Exercise requirements:
Lines of the data that contain the word "further" are the ones to copy.

*** Opening Data to use ***

PR #15883, opened 2023-05-22
ci: Add automated project creation tests

yusufkandemir:

- CI

- No

**Other information:**

Parameters to create different combinations:
```
script-type: [js, ts]
app-engine: [vite, webpack]
node-version: [16, 18, 20]
package-manager: [yarn, npm, pnpm]
```

Using the defaults:
- SCSS
- ESLint + Prettier
- Composition API

The tests will be run:
- when triggered manually through the GitHub UI
- on PRs that update create-quasar
- any time these packages get a new release:
	- `quasar`
	- `@quasar/extras`
	- `@quasar/app-webpack`
	- `@quasar/app-vite`


yusufkandemir:
First benefits of automated tests:
- Found out project creation uses outdated dependencies when using pnpm v8, fixed it.
- Found out Vite projects don't have Node v20 in the engines field, added it. Also adjusted the engines field to fully reflect the current version support (v20, v18, v16)

create-quasar/index.d.ts
```diff
@@ -0,0 +1 @@
+export default {};
```
IlCallo: This one is only needed to make `await import('../index.js');` in `create-quasar/scripts/create-test-project.ts` to work without TS errors, right?

Can you add a comment making it explicit?

IlCallo (approved):
Is it possible to run the tests automatically **before** a release is published, with our current release workflow?
E.g. run tests when a draft release is created or updated too

If we create a "release" CI action in the future, I'd expect these tests to be run before proceeding and stopping the release process if the test fail, while allowing manual override to publish anyway

Does it have any value to run these tests together with the ones currently run by Vite and Vue ecosystem CI?

Aside from these notes, everything seems fine

IlCallo:
Bump @yusufkandemir

yusufkandemir:
@IlCallo 

> Is it possible to run the tests automatically **before** a release is published, with our current release workflow?
E.g. run tests when a draft release is created or updated too

We aren't always creating a draft release beforehand, so we can't guarantee the workflows will run before every release. But, yes, we can run them whenever a draft release is created or updated.

However, creating/editing a release only concerns the details of the releases, not the code related to them. So, one might update the release notes, but not the code, or vice versa. So, the trigger mechanism will not be accurate. That's why I made it possible to trigger it via GitHub UI on-demand. To accurately run the tests, one would eventually have to use manual runs anyway, so making it a part of the manual flow makes more sense to me. So, I am opposed to running it before a release has been made.

Also, create-quasar fetches the packages from the registry, so running the command before an npm release doesn't make much sense. In the future, we can spin up a local npm registry such as Verdaccio, to be able to make it use the unreleased versions. Simply using npm linking or a similar approach won't work as we use yarn in our monorepo, but the created projects will use npm/yarn/pnpm, so the file linking won't resolve stuff properly. For that reason, we have to use a local npm registry. And, that requires extra effort and time.

So, the actual benefit of these automated tests is to be quickly aware of any errors after making any modifications to create-quasar(_before releasing_) or after releasing the packages. Then, we can quickly publish a fix release afterward.

create-quasar/index.d.ts
yusufkandemir: After rebasing, probably due to TS v5, it was no longer needed. So, I removed the .d.ts file altogether.

IlCallo:
Ok, in this case, can you create an MD file which explains how the release process involves these tests and how/when are you supposed to run them manually?
Then, after we merge this, make sure Raz is aware of this additional step

IIRC another idea was to automate the release process itself via a GH action, but we can work on it later on

yusufkandemir:
At the moment, I think you would only manually run to test if packages into the scaffolded project, such as ESLint, Prettier, etc. were breaking, and then they got a new release and we want to check if it fixed the problem. There is not much to be aware of, it's just there in case it's useful.
The overall behavior is already documented in this PR. We can document it clearly when we improve the flow to introduce a local npm registry and when we create an automated release process. So, I don't think we need further action right now.

> IIRC another idea was to automate the release process itself via a GH action, but we can work on it later on

Yes, we have that idea, but it needs further discussion and work. So, yeah, it needs to be handled separately later.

*** Closing Data to use ***

Response to the task:
The overall behavior is already documented in this PR. We can document it clearly when we improve the flow to introduce a local npm registry and when we create an automated release process. So, I don't think we need further action right now.
Yes, we have that idea, but it needs further discussion and work. So, yeah, it needs to be handled separately later.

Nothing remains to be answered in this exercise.